Arno Geiger - Das glückliche Geheimnis


4 von 5 Sternen


Ein Suchender


In seinem autobiographischen Werk „Das glückliche Geheimnis“ beschreibt Arno Geiger sein Leben als suchender Schriftsteller. Was ihn auszeichnet: Seine Liebe zu Büchern und zu Briefkonvoluten. Aus Weggeworfenem bezieht er seinen Lesestoff und verdient mit dem Verkauf solcher Werke in den Studentenjahren seinen Lebensunterhalt. Es wird deutlich, mit welcher Leidenschaft er seinem Treiben nachgeht. Im Rahmen seiner Recherchen und Lektüren eignet sich Geiger nicht nur viel Wissen, sondern auch Menschenkenntnis an. Eine wichtige Vorbedingung für seinen Erfolg als hoch gelobter und mehrfach ausgezeichneter Schriftsteller.

 

Die Beschreibungen empfand ich allesamt als recht grob, nicht detailliert. Ich hatte schon das Gefühl, dass der Autor seine Leser bei allen privaten Einblicken, die er gewährt, noch auf genügend Abstand halten will (was auch völlig in Ordnung ist). Geiger bleibt oft im Abstrakten und Vagen, einiges wird nur angedeutet und angerissen. Dennoch gibt es zahlreiche Passagen, die ich sehr interessant fand, so z.B. die Beschreibung der Phase des Stillstands, als Geiger feststeckte und in seinem literarischen Schaffen auf der Stelle trat.
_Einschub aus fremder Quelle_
PR #454, opened 2021-04-27
switch to native TorService

eighthave:
Switch Orbot to use to as a native Android `Service`.
This relies on changes to:

* jtorctl
* tor-android
* netcipher

The tor-android bits are not included in this merge request, you can build them yourself at https://gitlab.com/eighthave/tor-android or download the most recent debug build from the job artifacts of the GitLab CI builds: https://gitlab.com/eighthave/tor-android/-/jobs  For example: https://gitlab.com/eighthave/tor-android/-/jobs/1215266105/artifacts/download

@n8fr8 @bitmold


app-mini/build.gradle
```diff
@@ -100,8 +100,8 @@ android {
         exclude 'lib/arm64-v8a/obfs4proxy.so'
         exclude 'lib/armeabi-v7a/obfs4proxy.so'
         exclude 'lib/armeabi/obfs4proxy.so'
+        exclude 'META-INF/androidx.localbroadcastmanager_localbroadcastmanager.version'
```
bitmold, line 103: is this necessary?

app/build.gradle
```diff
@@ -109,8 +109,11 @@ android {
             universalApk true
         }
     }
-}
 
+    packagingOptions {
+        exclude 'META-INF/androidx.localbroadcastmanager_localbroadcastmanager.version'
```
bitmold, line 114: same with this?

orbotservice/build.gradle
```diff
@@ -41,11 +41,13 @@ android {
         lintConfig file("../lint.xml")
     }
 
+    packagingOptions {
+        exclude 'META-INF/androidx.localbroadcastmanager_localbroadcastmanager.version'
```
bitmold, line 45: and this

orbotservice/src/main/java/org/torproject/android/service/OrbotService.java
```diff
@@ -916,142 +834,111 @@ private void updateLegacyV2OnionNames() throws SecurityException {
...
+        };
+        // run the BroadcastReceiver in its own thread
+        HandlerThread handlerThread = new HandlerThread(receiver.getClass().getSimpleName());
+        handlerThread.start();
+        Looper looper = handlerThread.getLooper();
+        Handler handler = new Handler(looper);
+        registerReceiver(receiver, new IntentFilter(TorService.ACTION_STATUS), null, handler);
+
+        Intent serviceIntent = new Intent(this, TorService.class);
+        if (Build.VERSION.SDK_INT < 29) {
```
bitmold, line 927: Curious as to why this is handled differently on < 29

orbotservice/src/main/java/org/torproject/android/service/TorServiceConstants.java
```diff
@@ -9,14 +9,6 @@
...
-    String TOR_CONTROL_PORT_FILE = "control.txt";
-    String TOR_PID_FILE = "torpid";
-
-    //torrc (tor config file)
-    String TORRC_ASSET_KEY = "torrc";
-
-    String TOR_CONTROL_COOKIE = "control_auth_cookie";
-
     //geoip data file asset key
     String GEOIP_ASSET_KEY = "geoip";
```
bitmold, line 13: are these still used?

orbotservice/build.gradle
eighthave: last I checked it was required because there was a conflict

app-mini/build.gradle
eighthave: last I checked it was required because there was a conflict

orbotservice/src/main/java/org/torproject/android/service/TorServiceConstants.java
eighthave: Looks like one of them is a duplicate

eighthave: Both of those constants were there already.  I updated this pull request to remove one

orbotservice/src/main/java/org/torproject/android/service/OrbotService.java
eighthave: because that version of `bindService()` was added in _android-29_:
https://developer.android.com/reference/android/content/Context#bindService(android.content.Intent,%20int,%20java.util.concurrent.Executor,%20android.content.ServiceConnection)

The new version of `bindService()` lets you specify the `Executor`.  Since there is already an `Executor` instance there, it can be reused on 29+

n8fr8:
can we move this to use the mavencentral release?
    implementation 'info.guardianproject:tor-android:0.4.5.7'

eighthave:
This now includes _tor-android_ and _jtorctl_ v 0.4.5.7 so its ready to merge!

eighthave:
#455 and #456 should be merged first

Diese Phase bezeichnet der Autor als depressives Intermezzo.

 

Auch fand ich solche Textstellen aufschlussreich, wo Geiger Auskunft über die Verlagsarbeit gibt, auch über den Umgang von Verlagsmitarbeitern mit seiner Person und seinem Werk. Hier wird schon gut deutlich, wie schwer man es als Schriftsteller hat, sich zu etablieren, und wie sehr man abhängig ist von den Entscheidungen anderer. Man benötigt scheinbar einen „langen Atem“. Und irgendwie ist es schon bitter zu lesen, dass Geiger sich bei der Arbeit an seinem dritten Buch vom Verlag eher entmutigt als ermutigt fühlte.

 

Auch solche Passagen, an denen Geiger Einblick in den Entstehungsprozess von Werken gibt, finde ich äußerst interessant. So wird auch sehr klar, dass die Arbeit als Schriftsteller anstrengend und auch kraftraubend ist. Ein Buch zu vollenden, erscheint als regelrechter Leidensprozess. Auch interessant: Durch die Verleihung eines Buchpreises ändert sich das Leben von Geiger plötzlich völlig. Dabei berichtet der Autor auch offen darüber, welche Schattenseiten der Erfolg hat.

 

Sehr bereichernd fand ich auch die Ausführungen zu der Frage, was literarische Qualität ausmacht. Und nach Geiger ist es eben nicht die Stilisierung eines Textes, sondern der Umstand, dass das Geschriebene alltäglich und unbekümmert sowie aufrichtig verfasst ist. Weiterhin fand ich Geigers Bemerkungen zum Thema der Lebenserfahrungen und zu der Frage, was Texten Leben einhaucht, lesenswert. Letztlich finde ich beeindruckend, was Geiger in Weggeworfenem für „Schätze“ geborgen hat und was er daraus gemacht hat. Das Entsorgte verleiht seinem künstlerischen Schaffen erst wichtige Impulse. Ohne die Briefkonvolute z.B. wäre „Unter der Drachenwand“ in dieser Form wohl nie entstanden.

 

Was mich grundsätzlich weniger angesprochen hat, waren die Beschreibungen des Familienlebens mit den tragischen Schicksalsschlägen und die der Frauengeschichten. Das mag anderen Lesern aber vermutlich ganz anders gehen. Geiger selbst bemerkt schon selbst sehr treffend, dass bei seinem Buch jeder Leser seine eigenen Anknüpfungspunkte finden wird. Man sollte keinen chronologisch geordneten Text erwarten.

 

Fazit

Ein Buch, in dem wohl jeder Leser, der sich für die Person Arno Geiger interessiert, etwas Wissenswertes über ihn erfährt. Manchmal hätte ich mir gewünscht, dass der Autor an den für mich interessanten Textstellen noch mehr in die Tiefe geht und Dinge ausführlicher schildert, deshalb vergebe ich 4 Sterne und keine 5 Sterne.